▶ What the task requires
Pull every line containing "scanner" from the entries.

= = = = = = =

Issue #282, opened 2024-10-23
Syntax Highlighting is broken for tree-sitter 0.24


jakob:
When I use the command `tree-sitter highlight test.sql` with this grammar, I get the following error:
```
Error in query file "queries/highlights.scm"

Caused by:
    Query error at 151:4. Invalid node type keyword_min
```

(It works with tree-sitter 0.23.2, but it is broken in 0.24 or newer)

I believe it is caused by a new feature where `tree-sitter generate` removes unused rules. Since `keyword_max` is not used in the grammar, it is removed, and the highlight query fails because it uses an unknown node type.

DerekStride:
closed by #285

PR #283, opened 2024-10-30
tree-sitter 0.24 upgrade

mwhitworth:
needs #279 

changes required to upgrade to tree-sitter 0.24. But it looks like there is at least one issue with a 0.24 upgrade (#282), and upgrading to 0.23 has the advantage of moving Rust bindings to `tree-sitter-language` and simplifying further upgrades there.

### DIFF
--- a/Cargo.toml
+++ b/Cargo.toml
@@ -1,20 +1,18 @@
 [package]
 name = "tree-sitter-sequel"
-description = "sql grammar for the tree-sitter parsing library"
+description = "Tree-sitter Grammar for SQL"
 version = "0.3.5"
-keywords = ["incremental", "parsing", "sql"]
-categories = ["parsing", "text-editors"]
-repository = "https://github.com/DerekStride/tree-sitter-sql"
-edition = "2018"
+authors = ["derek stride"]
 license = "MIT"
+readme = "README.md"
+keywords = ["incremental", "parsing", "tree-sitter", "sql"]
+categories = ["parsing", "text-editors"]
+repository = "git+https://github.com/derekstride/tree-sitter-sql.git"
+edition = "2021"
+autoexamples = false
 
 build = "bindings/rust/build.rs"
-include = [
-  "bindings/rust/*",
-  "grammar.js",
-  "queries/*",
-  "src/*",
-]
+include = ["bindings/rust/*", "grammar.js", "queries/*", "src/*"]
 
 [lib]
 path = "bindings/rust/lib.rs"
@@ -23,7 +21,7 @@ path = "bindings/rust/lib.rs"
 tree-sitter-language = "0.1"
 
 [build-dependencies]
-cc = "~1.2.1"
+cc = "1.1.22"
 
 [dev-dependencies]
-tree-sitter = "0.23"
+tree-sitter = "0.24.3"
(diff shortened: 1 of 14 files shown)


matthias-Q:
@mwhitworth can you rebase `main` into your branch please? I have updated CI and also bumped tree-sitter to 0.23. CI should pass with tree-sitter 0.24 as well.

Once this lands I would make a new release.

mwhitworth:
I'm rebasing this now (and checking the diff)

I came across a message while cloning the repository, and some odd behaviour around `bindings/swift/TreeSitterSQL/sql.h`. This is because there are actually two copies of the file in the working tree. Running `git clone` on the repo displays the following message:

```
warning: the following paths have collided (e.g. case-sensitive paths
on a case-insensitive filesystem) and only one from the same
colliding group is in the working tree
  'bindings/swift/TreeSitterSQL/sql.h'
  'bindings/swift/TreeSitterSql/sql.h'
```

It might be clearest to fix this separately.

Cargo.toml
```diff
@@ -23,7 +21,7 @@ path = "bindings/rust/lib.rs"
 tree-sitter-language = "0.1"
 
 [build-dependencies]
-cc = "~1.2.1"
```
matthias-Q, line 26: I think we should go with ~1.2.1

bindings/rust/build.rs
```diff
@@ -2,23 +2,21 @@ fn main() {
...
     #[cfg(target_env = "msvc")]
     c_config.flag("-utf-8");
 
     let parser_path = src_dir.join("parser.c");
     c_config.file(&parser_path);
+    println!("cargo:rerun-if-changed={}", parser_path.to_str().unwrap());
 
-    // If your language uses an external scanner written in C,
-    // then include this block of code:
+    // NOTE: if your language uses an external scanner, uncomment this block:
```
matthias-Q, line 14: I think we should do this. But maybe it would be also a separate PR

matthias-Q (changes requested):
LGTM. Can you make these two changes?

mwhitworth:
> ....
> It might be clearest to fix this separately.

https://github.com/DerekStride/tree-sitter-sql/pull/290

Then I'll finalize this branch for merge.

bindings/rust/build.rs
mwhitworth: I'll fix this in this branch.

(It also makes me curious about making the upgrades easier in `tree-sitter` itself, given that e.g. filesystem state should be easy to inspect during upgrades)

Package.swift
```diff
@@ -1,34 +1,37 @@
 // swift-tools-version:5.3
-
 import PackageDescription
 
 let package = Package(
-    name: "TreeSitterSQL",
-    platforms: [.macOS(.v10_13), .iOS(.v11)],
+    name: "TreeSitterSql",
```
mwhitworth, line 5: Two meaningful changes to note:
- the Swift package name has been changed - I don't know if capitalization matters for this package manager
- the `exclude` paths have disappeared, but the effect on the package should be minimal.

mwhitworth:
With this rebase and some further `fix` commits, this should be good to go. Ideally there should be less `fix` commits for each `tree-sitter` release, but I suspect this is mostly an upstream issue. Since I've helped to apply `tree-sitter` upgrades across some other language grammars, I'll be paying attention to this.

matthias-Q (approved):

matthias-Q:
Thanks @mwhitworth for the effort!

PR #285, opened 2024-11-14
bump: action versions

matthias-Q:
Bumping action versions from 3 to 4. Maybe that solves the issue that tests are failing on windows machines in CI


DerekStride (approved):

matthias-Q:
@DerekStride bumping it to v4 did not do the trick. For some reason, with the new tree-sitter version, on windows npm tries to find the tests at
`'D:\a\tree-sitter-sql\tree-sitter-sql\bindings\node\*_test.js'` 
While on unix machines it takes a relative path. I suspect that the double "tree-sitter-sql" directories are doing this. I have no clue where that comes from. Mainly because I rarely use npm :-)

matthias-Q:
Looks better now. Tests are failing because of `highlights.scm` `keyword_max` seems to be an invalid node type. No clue why.

matthias-Q:
@DerekStride can you take a second look? This MR may supersede #279 

I have disabled tests for swift and go as I could not get them running. Neither on my machine nor in CI.

DerekStride (approved):
LGTM, thanks for migrating to the new `tree-sitter/` actions

DerekStride:
Not sure why it's waiting for `windows-2019` might just be a bug, I think we can ignore and merge without it

matthias-Q:
@DerekStride I am using windows-2019 again instead of windows-latest. I think a merge rule was preventing this. If we want to use windows-latest, then you probably have to check the Merge rules again (and rename it from windows-2019 to windows-latest).

matthias-Q:
@DerekStride any idea why jekyll fails now?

= = = = = = =

▶ Reply
-    // If your language uses an external scanner written in C,
+    // NOTE: if your language uses an external scanner, uncomment this block:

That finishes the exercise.